= The Other End of Time =

1996 science fiction novel by Frederik Pohl

First edition (publ. Tor Books)
Cover art by John Harris

The Other End of Time is a 1996 science fiction novel by American writer Frederik Pohl. It is the first novel in The Eschaton Sequence, which is about the adventures of Dan Dannerman, an American government agent of the near future who becomes involved with the discovery of advanced and warring aliens. The novel is about Dannerman and a small group of people who explore an abandoned space station, only to find themselves abducted by aliens who use them for experiments.

==Plot==
The novel is set in the near future, in a world in which the United States is struggling with many problems, including weapons of mass destruction, ecological damage, crime and hyperinflation. Then strange messages from space aliens are received. Dr. Pat Adcock has a theory that the aliens have taken up the old Starlab space station. Adcock recruits pilots Jimmy Lin and Martin Delasquez, an elderly astronomer (Rosaleen Artzybachova), and close protection agent Dan Dannerman (who is actually a government secret agent).

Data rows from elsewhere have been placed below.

PR #347, opened 2021-07-08
Ada version with build optimizations enabled instead of debug build

heharkon:
## Description
The original solution was with default settings, i.e. a debug build. This one is the same with optimization flags enabled. 

## Contributing requirements

* [ x ] I read the contribution guidelines in CONTRIBUTING.md.
* [ x ] I placed my solution in the correct solution folder.
* [ x ] I added a README.md with the right badge(s).
* [ x ] I added a Dockerfile that builds and runs my solution.
* [ x ] I selected `drag-race` as the target branch.
* [ x ] All code herein is licensed compatible with BSD-3.

### DIFF
--- a/PrimeAda/solution_2/Dockerfile
+++ b/PrimeAda/solution_2/Dockerfile
@@ -1,0 +1,17 @@
+FROM ubuntu:18.04 AS build
+
+RUN apt-get update -qq \
+    && apt-get install -y gprbuild gnat
+
+COPY . /opt/app/
+WORKDIR /opt/app
+RUN mkdir obj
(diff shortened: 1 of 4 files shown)


onox:
@heharkon The implementation of solution_2 is identical to solution_1, so why not just simply add the missing compiler flags to solution_1?

Besides `-O3` you also might want to add `-march=native`, which gives another speed boost.

rbergen:
@heharkon We already have #299 open to improve the speed of the Ada solution. Please discuss in that PR how your optimizations can be added to that PR.

heharkon:
Ok. Better to continue there, let's close this one.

When they first explore the Starlab, they find strange alien technologies. Then suddenly, they are transported through space. The aliens have kidnapped the group because the aliens, called "Beloved Leaders", are battling against a terrorist named the Horch. The aliens are battling for dominance of the "Eschaton", which gives eternal life. The humans then learn that they are just copies of their old bodies; their real bodies were sent back to the Earth with wiped memories. Other copies have been experimented on with vivisection.

==Reception==
Kirkus Reviews praises Pohl for taking "...a hoary science fiction cliche--alien abduction--and turn[ing] it on its head." Kirkus Reviews calls the novel an "...impeccably crafted, absorbing, and enjoyable reworking of mostly familiar material that, while satisfyingly self-contained, seems perfectly poised for sequels."